Postgres Bundle for Pageserver

Created on 2024-06-17

Summary

This RFC defines the responsibilities of Compute and Storage team regarding the build & deployment of the Postgres code that Pageserver must run (initdb, postgres --wal-redo).

Motivation

Pageserver has to run Postgres binaries to do its job, specifically

  • initdb
  • postgres --wal-redo mode

Currently there is no clear ownership of

  • how these binaries are built
    • including, critically, dynamic linkage against other libraries such as libicu
  • what build of the binaries ends up running on Pageservers
  • how the binaries and runtime dependencies (e.g., shared libraries) are delivered to Pageservers

Further, these binaries have dependencies (e.g., libicu) which

  1. prevent the Storage team from switching Pageserver distro and/or version, and
  2. some dependencies impact compatibility between Storage and Compute (e.g., libicu version impacts collation incompatibilty)
  3. some dependencies can cause database corruption if updated carelessly (locale => libc)

Why Is This Worth Solving

  1. Clearly defined ownership generally boosts execution speed & bug triage.
    • Example for why execution speed matters: CVE in dependency => who takes care of patching & updating.
  2. Centralize understanding of risks involved with some dependencies. Currently, there is no team clearly responsible for assessing / tracking the risks. As a reminder from previous section, these are
    • runtime incompatibilities
    • database corruption

Also, it is an unlock for additional future value, see "Future Work" section.

Impacted components (e.g. pageserver, safekeeper, console, etc)

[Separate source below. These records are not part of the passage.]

PR #11201, opened 2020-10-23
Skip primitive type input ports from node-autocomplete

zeusongit:
### Purpose

[DYN-3184](https://jira.autodesk.com/browse/DYN-3184)

Skip primitive input ports when displaying node autocomplete suggestions.

nautof

### Declarations

### Reviewers

@DynamoDS/dynamo 

### FYIs

@QilongTang


src/DynamoCoreWpf/ViewModels/Search/NodeAutoCompleteSearchViewModel.cs
```diff
@@ -85,6 +85,12 @@ internal IEnumerable<NodeSearchElement> GetMatchingSearchElements()
         {
             var elements = new List<NodeSearchElement>();
             var inputPortType = PortViewModel.PortModel.GetInputPortType();
+            if (inputPortType == null) return elements;
+
+            //List of nodes that are skipped temporarily, and will display list of default suggestions instead.
+            var skippedInputPorts = new List<string>() { "var", "object", "string", "bool", "int", "double" };
+
+            var libraryServices = dynamoViewModel.Model.LibraryServices;
```
QilongTang, line 93: Is this line still needed?

src/DynamoCoreWpf/ViewModels/Search/NodeAutoCompleteSearchViewModel.cs
```diff
@@ -102,7 +108,9 @@ internal IEnumerable<NodeSearchElement> GetMatchingSearchElements()
                 var returnTypeName = ztSearchElement.Descriptor.ReturnType.Name;
 
                 var descriptor = ztSearchElement.Descriptor;
-                if ((returnTypeName == inputPortType)
+                if (descriptor.ReturnType.ToString() == inputPortType)
+                    if (!skippedInputPorts.Any(s => s == returnTypeName.ToString())
```
QilongTang, line 112: @zeusongit @mjkkirschner Seems @aparajit-pratap  The goal here is to let `elements` remain empty for these specific inputPortTypes. Should we move the check out side of the scanning to save performance? e.g. moving to line 96 since we know the results are not going to be useful?

zeusongit: seems like a good idea, will be updating

src/DynamoCoreWpf/ViewModels/Search/NodeAutoCompleteSearchViewModel.cs
```diff
@@ -102,7 +107,8 @@ internal IEnumerable<NodeSearchElement> GetMatchingSearchElements()
                 var returnTypeName = ztSearchElement.Descriptor.ReturnType.Name;
 
                 var descriptor = ztSearchElement.Descriptor;
-                if ((returnTypeName == inputPortType)
+                if (descriptor.ReturnType.ToString() == inputPortType)
```
mjkkirschner, line 110: can we use `{` around if statements - it's in our coding style, if we're going to stop doing this let's update the style guide.
https://github.com/DynamoDS/Dynamo/wiki/Coding-Standards#conditional-blocks

src/DynamoCoreWpf/ViewModels/Search/NodeAutoCompleteSearchViewModel.cs
```diff
@@ -85,9 +85,14 @@ internal IEnumerable<NodeSearchElement> GetMatchingSearchElements()
         {
             var elements = new List<NodeSearchElement>();
             var inputPortType = PortViewModel.PortModel.GetInputPortType();
+
+            //List of nodes that are skipped temporarily, and will display list of default suggestions instead.
+            var skippedInputPorts = new List<string>() { "var", "object", "string", "bool", "int", "double" };
```
mjkkirschner, line 90: how do you all feel about removing string from this list? How many items does it return?

src/DynamoCoreWpf/ViewModels/Search/NodeAutoCompleteSearchViewModel.cs
```diff
@@ -102,10 +107,13 @@ internal IEnumerable<NodeSearchElement> GetMatchingSearchElements()
                 var returnTypeName = ztSearchElement.Descriptor.ReturnType.Name;
 
                 var descriptor = ztSearchElement.Descriptor;
-                if ((returnTypeName == inputPortType)
-                    || DerivesFrom(inputPortType, returnTypeName, core))
+                if (descriptor.ReturnType.ToString() == inputPortType)
```
aparajit-pratap, line 110: Why has this extra conditional been added?

src/DynamoCoreWpf/ViewModels/Search/NodeAutoCompleteSearchViewModel.cs
aparajit-pratap, line 90: I would rather name this as `skippedInputTypes`

src/DynamoCoreWpf/ViewModels/Search/NodeAutoCompleteSearchViewModel.cs
```diff
@@ -85,9 +85,14 @@ internal IEnumerable<NodeSearchElement> GetMatchingSearchElements()
         {
             var elements = new List<NodeSearchElement>();
             var inputPortType = PortViewModel.PortModel.GetInputPortType();
+
+            //List of nodes that are skipped temporarily, and will display list of default suggestions instead.
+            var skippedInputPorts = new List<string>() { "var", "object", "string", "bool", "int", "double" };
+          
+            if (inputPortType == null || (skippedInputPorts.Any(s => s == inputPortType.ToString()))) return elements;
```
aparajit-pratap, line 92: @QilongTang shouldn't we be returning the default search elements in this case?

QilongTang: @aparajit-pratap Yes, it depends on where you would like to implement. I think @zeusongit decides to put it inside of the API itself, we can also implement as part of PopulateAutoCompleteCandidates(). That's why I was asking your preference if you have any

src/DynamoCoreWpf/ViewModels/Search/NodeAutoCompleteSearchViewModel.cs
```diff
@@ -107,13 +107,10 @@ internal IEnumerable<NodeSearchElement> GetMatchingSearchElements()
                 var returnTypeName = ztSearchElement.Descriptor.ReturnType.Name;
 
                 var descriptor = ztSearchElement.Descriptor;
-                if (descriptor.ReturnType.ToString() == inputPortType)
+                if ((returnTypeName == inputPortType)
+                || DerivesFrom(inputPortType, returnTypeName, core))
```
aparajit-pratap, line 111: Please indent this line for readability

src/DynamoCoreWpf/ViewModels/Search/NodeAutoCompleteSearchViewModel.cs
QilongTang: `String` currently already return default list, so I guess it could be optional. It is defined by @aparajit-pratap in original AC. That's why @zeusongit added it. If we all agree, I can update the AC
image

src/DynamoCoreWpf/ViewModels/Search/NodeAutoCompleteSearchViewModel.cs
zeusongit: Yes, by returning `null` here, it is handled in the `PopulateAutoCompleteCandidates` that fills the default values

src/DynamoCoreWpf/ViewModels/Search/NodeAutoCompleteSearchViewModel.cs
```diff
@@ -85,9 +85,14 @@ internal IEnumerable<NodeSearchElement> GetMatchingSearchElements()
         {
             var elements = new List<NodeSearchElement>();
             var inputPortType = PortViewModel.PortModel.GetInputPortType();
+
+            //List of nodes that are skipped temporarily, and will display list of default suggestions instead.
+            var skippedInputTypes = new List<string>() { "var", "object", "string", "bool", "int", "double" };
+          
+            if (inputPortType == null || (skippedInputTypes.Any(s => s == inputPortType.ToString()))) return elements;
```
QilongTang, line 92: I think @mjkkirschner also suggested using {} and follow our own coding style documented.

QilongTang (approved):
LGTM with one comment

src/DynamoCoreWpf/ViewModels/Search/NodeAutoCompleteSearchViewModel.cs
QilongTang: If no one have strong opinions, let's leave it as it is as the end result is same

test/DynamoCoreWpfTests/NodeAutoCompleteSearchTests.cs
```diff
@@ -164,35 +164,82 @@ public void NodeSuggestions_InputPortBuiltInNode_AreCorrect()
             Assert.AreEqual("string", type);
 
             var searchViewModel = (ViewModel.CurrentSpaceViewModel.NodeAutoCompleteSearchViewModel as NodeAutoCompleteSearchViewModel);
-            searchViewModel.PortViewModel = inPorts[1];
+            searchViewModel.PortViewModel = inPorts[0];
```
mjkkirschner, line 167: I think if you make this change you should change the assertion above on line 164 so we have a clue as to what this is testing...

aparajit-pratap, line 167: I don't understand this change.

test/DynamoCoreWpfTests/NodeAutoCompleteSearchTests.cs
```diff
@@ -164,35 +164,82 @@ public void NodeSuggestions_InputPortBuiltInNode_AreCorrect()
...
             var suggestions = searchViewModel.GetMatchingSearchElements();
-            Assert.AreEqual(22, suggestions.Count());
+            Assert.AreEqual(70, suggestions.Count());
```
aparajit-pratap, line 169: Or this one?

test/DynamoCoreWpfTests/NodeAutoCompleteSearchTests.cs
```diff
@@ -164,35 +164,82 @@ public void NodeSuggestions_InputPortBuiltInNode_AreCorrect()
...
+                "Operators.*",
+                "Operators./",
+                "Operators.||",
+                "Operators.+",
+                "Operators.<",
+                "Operators.<=",
+                "Operators.==",
+                "Operators.>",
+                "Operators.>=",
+                "Operators.Not"
```
aparajit-pratap, line 242: Why are there so many results?

mjkkirschner: the port thats being matched has changed.

test/DynamoCoreWpfTests/NodeAutoCompleteSearchTests.cs
aparajit-pratap: It looks like the inPorts[0] corresponds to a `var[]..[]` type, which should be skipped, correct? In which case, shouldn't it return 0 results?

test/DynamoCoreWpfTests/NodeAutoCompleteSearchTests.cs
zeusongit: `string` type is now skipped

aparajit-pratap: I think the first input type is var[]..[] and the second is string, so in both cases, the type is skipped, which should mean 0 results, or am I missing something?

aparajit-pratap: Or this should return only the default types, which are around 6 or so.

test/DynamoCoreWpfTests/NodeAutoCompleteSearchTests.cs
zeusongit: `var[]..[]` is not in the skipped type list. `var` is skipped as of now.
Do you want to add `var[]..[]` as well?

test/DynamoCoreWpfTests/NodeAutoCompleteSearchTests.cs
zeusongit: there are now 70 suggestions for `var[]..[]`

test/DynamoCoreWpfTests/NodeAutoCompleteSearchTests.cs
zeusongit: `var[]..[]` is not skipped

test/DynamoCoreWpfTests/NodeAutoCompleteSearchTests.cs
aparajit-pratap: I think @mjkkirschner made a change that strips the array rank from the type. But in any case, I think you should strip the rank and skip just the type. That way it will skip all rank variations, meaning var[], var[][], etc.

test/DynamoCoreWpfTests/NodeAutoCompleteSearchTests.cs
aparajit-pratap: Well, as per my comment above, it should be skipped.

test/DynamoCoreWpfTests/NodeAutoCompleteSearchTests.cs
zeusongit: But isn't that(`var[]..[]`) already being asserted in line 160?
Or are you suggesting changing their order?

src/DynamoCoreWpf/ViewModels/Search/NodeAutoCompleteSearchViewModel.cs
```diff
@@ -85,9 +85,17 @@ internal IEnumerable<NodeSearchElement> GetMatchingSearchElements()
...
             var elements = new List<NodeSearchElement>();
             var inputPortType = PortViewModel.PortModel.GetInputPortType();
+
+            //List of nodes that are skipped temporarily, and will display list of default suggestions instead.
+            var skippedInputTypes = new List<string>() { "var", "object", "string", "bool", "int", "double" };
+
+            if (inputPortType == null || (skippedInputTypes.Any(s => s == inputPortType.ToString())))
+            {
+                return elements; 
+            }
```
aparajit-pratap, line 95: I think these lines of code need to be moved down to line 104, i.e. after lines:
```
//if parsing the type failed, revert to original string.
inputPortType = ast != null ? ast.datatype.Name : inputPortType;
```
At this point, the rank is stripped from the type info.

src/DynamoCoreWpf/ViewModels/Search/NodeAutoCompleteSearchViewModel.cs
```diff
@@ -85,9 +85,17 @@ internal IEnumerable<NodeSearchElement> GetMatchingSearchElements()
...
+
             var core = dynamoViewModel.Model.LibraryServices.LibraryManagementCore;
 
-            if (inputPortType == null) return elements;
```
aparajit-pratap, line 90: Once you move the lines above, this line would need to be restored.

src/DynamoCoreWpf/ViewModels/Search/NodeAutoCompleteSearchViewModel.cs
QilongTang: @aparajit-pratap Can you explain why you prefer moving the code in details? If we are simply ignoring these types, why run the algorithm against these types at all?

test/DynamoCoreWpfTests/NodeAutoCompleteSearchTests.cs
zeusongit: in this case, do you want me to include another node, that does show some suggestions and then assert it, or asserting 0 suggestions would suffice?

src/DynamoCoreWpf/ViewModels/Search/NodeAutoCompleteSearchViewModel.cs
```diff
@@ -102,6 +102,12 @@ internal IEnumerable<NodeSearchElement> GetMatchingSearchElements()
             //if parsing the type failed, revert to original string.
             inputPortType = ast != null ? ast.datatype.Name : inputPortType;
 
+            //check if the input port return type is in the skipped input types list
+            if (skippedInputTypes.Any(s => s == inputPortType.ToString()))
```
aparajit-pratap, line 106: inputPortType is already a string

src/DynamoCoreWpf/ViewModels/Search/NodeAutoCompleteSearchViewModel.cs
```diff
@@ -85,15 +85,29 @@ internal IEnumerable<NodeSearchElement> GetMatchingSearchElements()
         {
             var elements = new List<NodeSearchElement>();
             var inputPortType = PortViewModel.PortModel.GetInputPortType();
+
+            //List of nodes that are skipped temporarily, and will display list of default suggestions instead.
```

Pageserver (neon.git) Compute (neon.git) Deployment process (aws.git)

Design

The basic interface between Compute and Storage team is as follows:

  • Compute team publishes a "bundle" of the binaries required by Pageserver
  • Storage team uses a pinned bundle in the Pageserver build process
  • Storage team code review is required to update the pinned version

The "bundle" provides an interface agreed upon by Compute and Storage teams to run

  • for each supported Postgres version at Neon (v14, v15, v16, ...)
    • the initdb process
      • behaving like a vanilla Postgres initdb
    • postgres --wal-redo mode process
      • following the walredo protocol specified elsewhere

The bundle is self-contained, i.e., it behaves the same way on any Linux system. The only ambient runtime dependency is the Linux kernel. The minimum Linux kernel version is 5.10.

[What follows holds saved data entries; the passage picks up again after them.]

PR #11215, opened 2020-10-28
Avoid PATH overflow from SetupPython calls

mmisol:
### Purpose

Calling Installer.SetupPython from Python.Included makes sure Python is
installed and also adds the install location to the PATH env variable.
The location is added to the PATH even if it was already there, so this
can potentially lead to an env variable overflow with the message
'Environment variable name or value is too long', after which the only
way to get CPython3 back to work would be to restart Dynamo.

The problem is avoided by remembering if Python was setup using a local
field. This should reduce the number of calls to a maximum of 2, which
is not the best (1 would be) but is far from resulting in an overflow.

### Declarations

### DIFF
--- a/src/Libraries/DSCPython/CPythonEvaluator.cs
+++ b/src/Libraries/DSCPython/CPythonEvaluator.cs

Variant 1: bundle = fully statically linked binaries

The "bundle" is a tarball of fully statically linked binaries

v14/initdb
v14/postgres
v15/initdb
v15/postgres
v16/initdb
v16/postgres
...

The directory structure is part of the interface.

Variant 2: bundle = chrooted directory

The "bundle" is a tarball that contains all sorts of files, plus a launcher script.

LAUNCHER
storage
storage/does
storage/does/not
storage/does/not/care

To launch initdb or postgres --wal-redo, the Pageserver does

  1. fork child process
  2. chroot into the extracted directory
  3. inside the chroot, run /LAUNCHER VERSION PG_BINARY [FLAGS...]
  4. The LAUNCHER script sets up library search paths, etc, and then execs the correct binary

We acknowledge this is half-way reinventing OCI + linux containers. However, our needs are much simpler than what OCI & Docker provide. Specifically, we do not want Pageserver to be runtime-dependent on e.g. Docker as the launcher.

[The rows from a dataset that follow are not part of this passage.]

PR #11224, opened 2020-11-02
Fix autocomplete popup - #3

aparajit-pratap:
### Purpose

Attempt at fixing autocomplete popup placement one final time. Based on discussion with @zeusongit we decided that the `CustomPopupPlacementCallback` approach seemed most promising that would work on most machines. This also fixes an existing issue where the autocomplete popup doesn't show up on opening a new workspace.

### Declarations


src/DynamoCoreWpf/Controls/NodeAutoCompleteSearchControl.xaml.cs
```diff
@@ -37,21 +37,9 @@ public NodeAutoCompleteSearchControl()
...
         }
 
-        private void NodeAutoCompleteSearchControl_Loaded(object sender, RoutedEventArgs e)
-        {
-            if (ViewModel != null && ViewModel.PortViewModel != null)
-            {
-                ViewModel.PortViewModel.PlaceNodeAutocompleteWindow(this, e);
-                Analytics.TrackEvent(
-                Dynamo.Logging.Actions.Open,
-                Dynamo.Logging.Categories.NodeAutoCompleteOperations);
```
QilongTang, line 51: @aparajit-pratap @zeusongit I'm fine removing the loaded function but we need to move the analytics call to a different place

aparajit-pratap: I noticed an issue with this loaded function. It wasn't getting called for some reason after opening a new workspace, which is why I decided to remove it. I didn't realize analytics info was added here. Sorry for overlooking that.

aparajit-pratap:
I will also take a look at the test failure.

src/DynamoCoreWpf/Controls/NodeAutoCompleteSearchControl.xaml.cs
QilongTang: @aparajit-pratap @zeusongit No problem. There is a show/hide place of code we can move to, see `OnNodeAutoCompleteSearchControlVisibilityChanged()`. May need to do the same change for in-canvas search as well.. if this loaded function is not reliable, because @zeusongit added that for in canvas search following your example here

zeusongit (approved):

src/DynamoCoreWpf/Controls/NodeAutoCompleteSearchControl.xaml.cs
aparajit-pratap: @zeusongit what event exactly does the `analytics.trackevent` aim to track here - the autocomplete popup popping up?

QilongTang: @aparajit-pratap Yes, so that we know how frequent users using this comparing to in canvas search so we can make improvements

src/DynamoCoreWpf/Views/Core/WorkspaceView.xaml.cs
```diff
@@ -186,7 +187,14 @@ private void ShowHidePopup(ShowHideFlags flag, Popup popup)
...
                 case ShowHideFlags.Show:
                     // Show InCanvas search just in case, when mouse is over workspace.
-                    popup.IsOpen = DynamoModel.IsTestMode || IsMouseOver;
+                    var displayPopup = DynamoModel.IsTestMode || IsMouseOver;
+                    if (displayPopup && popup == NodeAutoCompleteSearchBar)
+                    {
+                        ViewModel.NodeAutoCompleteSearchViewModel.PortViewModel.SetupNodeAutocompleteWindowPlacement(popup);
+                    }
+                    popup.IsOpen = displayPopup;
+                    popup.CustomPopupPlacementCallback = null;
```
QilongTang, line 196: Is this a must have or just sanity cleanup?

aparajit-pratap: Yes, otherwise the `CustomPopupPlacementCallback` continues pointing to `PlaceAutocompletePopup`, which can be invoked unexpectedly, say when in-canvas search popup is opened.

QilongTang (approved):

QilongTang:
Changes here looks good to me, but we should fix the analytics somehow and make sure we unify the implementation between incanvas search and node autocomplete. @aparajit-pratap @zeusongit

aparajit-pratap:
> Can we leave this on the control level? I think it may live better there which in canvas control may just follow same example.

Where exactly would you suggest moving this to?

QilongTang:
> > Can we leave this on the control level? I think it may live better there which in canvas control may just follow same example.
> 
> Where exactly would you suggest moving this to?

https://github.com/DynamoDS/Dynamo/blob/master/src/DynamoCoreWpf/Controls/NodeAutoCompleteSearchControl.xaml.cs#L136

QilongTang:
@aparajit-pratap Didn't you say the loaded function is not always called? Then why bring that implementation back?

aparajit-pratap:
> @aparajit-pratap Didn't you say the loaded function is not always called? Then why bring that implementation back?

I'm not sure - it seems like it's now being invoked because the popup does appear after moving the placement from the loaded function to explicitly calling it [here]([url]([url](https://github.com/DynamoDS/Dynamo/pull/11224/files#diff-52d5dfb966e6deb4517a57cbd86209a747642ee01574f300bc0cab06452285c0R196))).

QilongTang:
@aparajit-pratap Regardless of that, the current implementation for analytics looks wrong in this PR because the if check below can't be removed, otherwise initialization of the control will also trigger analytics which gives us an extra use of node autocomplete everytime user launches Dynamo. Please add it back and to the cherry-pick PR. Thanks
```
if (ViewModel != null && ViewModel.PortViewModel != null)
```

aparajit-pratap:
@QilongTang the above condition will always be true in the new case.

QilongTang:
> @QilongTang the above condition will always be true in the new case.

OK, then maybe because I am debugging the old version. All good

QilongTang:
> @QilongTang the above condition will always be true in the new case.

Must be I was debugging the old version, but anyway this brings a bug that extra use is reported from analytics..

aparajit-pratap:
My debugging indicates that the `loaded` callback is being called just once for every port click and at all times both `ViewModel` and `ViewModel.PortViewModel` are non-null so if you're still seeing extra uses of analytics being reported, then even if I add the null-check, it might not fix the extra reporting. This could mean that I need to try adding the analytics tracking at some other place.

QilongTang:
> My debugging indicates that the `loaded` callback is being called just once for every port click and at all times both `ViewModel` and `ViewModel.PortViewModel` are non-null so if you're still seeing extra uses of analytics being reported, then even if I add the null-check, it might not fix the extra reporting. This could mean that I need to try adding the analytics tracking at some other place.

The loaded function is always called for me when Dynamo is started, see below gif
NodeAutoCompleteInitialization

I think that is why I was say earlier that let's move the tracking to https://github.com/DynamoDS/Dynamo/blob/master/src/DynamoCoreWpf/Controls/NodeAutoCompleteSearchControl.xaml.cs#L136 because visibility change is a safer place IMHO. Let me know, if you are not comfortable doing it, I can make a PR because the change need to be done for in canvas search as well.

aparajit-pratap:
@QilongTang I'm not confident of how many times and when `OnNodeAutoCompleteSearchControlVisibilityChanged` is invoked. As a correction to my above statement, I'm adding back the null checks to the `loaded` method. Please let me know if that is acceptable.

QilongTang:
> @QilongTang I'm not confident of how many times and when `OnNodeAutoCompleteSearchControlVisibilityChanged` is invoked. As a correction to my above statement, I'm adding back the null checks to the `loaded` method. Please let me know if that is acceptable.

From my debugging, that is acceptable
image

src/DynamoCoreWpf/ViewModels/Core/NodeViewModel.cs
```diff
@@ -563,6 +563,9 @@ public double Y
             }
         }
 
+        internal double ActualHeight { get; set; }
```
mjkkirschner, line 566: Just curious, can you explain why these were needed?

aparajit-pratap: These were needed to get the exact height and width from the node view and exposed to the portviewmodel via the nodeviewmodel. The width and height are needed to compute the popup placement positioning.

The chroot is to enforce that the "bundle" be self-contained. The special path /inout int he bundle is reserved, e.g., for initdb output.

Variant 3: ???

Your design here, feedback welcome.

Security implications

It's an improvement because a single team (Compute) will be responsible for runtime dependencies.

Implementation & Rollout

Storage and Compute teams agree on a bundle definition.

Compute team changes their build process to produce both

  1. existing: compute image / vm compute image
  2. existing: pg_install tarball (currently built by neon.git:Dockerfile)
  3. new: the bundle

Storage makes neon.git Pageserver changes to support using bundle (behind feature flag). With feature flag disabled, existing pg_install tarball is used instead.

Storage & infra make aws.git changes to deploy bundle to pageservers, with feature flag disabled.

Storage team does gradual rollout.

Storage & infra teams remove support for pg_install, delete it from the nodes (experimentation in staging to ensure no hidden runtime deps!)

Compute team stops producing pg_install tarball.

Future Work

We know that we can easily make pageserver fully statically linked. Together with the self-contained "bundle" proposed above, Pageserver can then be deployed to different OSes. For example, we have been entertaining the idea of trying Amazon Linux instead of Debian for Pageserver. That experiment would be a lot simpler.